# Octaves, Zouks, Citterns, Tenors and Electrics > Four, Five and Eight-String Electrics >  UK Luthier to build 4 String Solid Body Electric Mandolin

## mandrian

Hi,

I have been actively advertising for and trying to buy a Schwab 4 string emando for most of this year, with no luck. The only one that I found was in Carters, but they could not ship to the UK because of CITES rules pertaining to the rosewood veneer on the headstock.

I was wondering if anyone knows of any well thought of UK luthiers who could build a similar quality and style (telecaster) instrument.



I have a 5 string by Dave Farmiloe which I love, but Dave is not in a position to make one for the foreseeable future.

I believe that Pete Mallinson (Almuse) is semi-retired now and just making pickups.

I am considering placing an order in the US with J L Smith or Andrew Jermayne, but the present poor exchange rate, potentially high shipping costs and then 25 per cent to cover VAT and import duties might break my budget.

If anyone has any leads either in terms of a new build or an existing instrument, I would be much obliged.

Regards

----------


## thistle3585

I think that you could ask a guitar builder in the UK to build one that is familiar with the design of instrument that you are interested in.  You'd just need to provide an awful lot of information such as nut width, width at neck joint, thickness of neck at nut and 12th fret, type of pickup, wiring diagram, body thickness.  With that info any skilled builder could do it.  I'm surprised Carter's wont ship that to you.  You might touch base with Martin at Emando.com to see if he might have a lead on one.

----------

mandrian

----------


## darrylicshon

I have 2 solidbody octave mandolins one 4 string and the other 5. I found the 4 on reverb it was a custom order that someone changed thier mind. After talking to the seller Northfield Guitars i ordered the 5 string. Wasn't too expensive. I had him make it in the shape of a ibanez jem.  Here are some photos of them. He was very easy to talk with said he would make what ever i wanted. I'm thinking about having a flying made next. To my surprise my 5 string came with a amuse pickup.

----------

mandrian

----------


## mrmando

Paul Shippey might take this on.

John Maddock is actively building electrics, often posts them on the Cafe: 
https://jzmaddock.000webhostapp.com/

----------

mandrian

----------


## Lord of the Badgers

> Paul Shippey might take this on.


I did ask him about him doing an electric octave mandolin (he made a beautiful rickenbacker influenced one once - he used to advertise normal electric mandolins in the same vein) 
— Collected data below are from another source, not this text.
PR #1029, opened 2025-01-14
Compilation error fix for matmul transpose B with pack-peel-4-level-tiling pipeline

newling:
This fixes the error 

```
error: 'amdaie.core' op failed to coalesce for loops
```

in the test 

```
MatmulTransposeB(
    128,
    256,
    128,
    "i8",
    "i32",
    tile_pipeline="pack-peel-4-level-tiling"
)
```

I don't know if he will. I got the impression it's just not his thing now. Never known him make a four string but you might be able to persuade him again.

----------

mandrian

----------


## Lord of the Badgers

I personally would approach an existing electric luthier and ask them. I'd recommend Tom Waghorn - granted he makes metaaaaaalll guitars but he is a lovely chap and may well consider making a less pointy four string

----------


## mandrian

Hi,  

Thanks for the replies. I'll try to follow up some of the leads in the next few days.

I'm sure there must be some UK builders out there who built these in the past or maybe Almuse had such a good reputation they cornered the market.

I was surprised by what a lovely instrument my Dave Farmiloe 5 string was when I got it on EBay. I'm just hoping there's a similar 4 string somewhere. Here's a picture of the 5 string;



Regards

----------


## OneChordTrick

Gary Nava makes some beautiful looking instruments as well. http://www.navaguitars.co.uk/e_mando.html

----------


## mandrian

Hi,

I'm keen to get a Telecaster style mandolin (as shown in the photo in the original post) so I have not contacted the likes of Gary Nava, John Maddock, Paul Shippey as I don't see any evidence that they make that sort of emando.

I suspect, as Rob said, the best prospect lies with an electric luthier and they were the recommendations I was looking for, if anyone had successfully found a luthier that currently makes the sort of mandolin I am looking.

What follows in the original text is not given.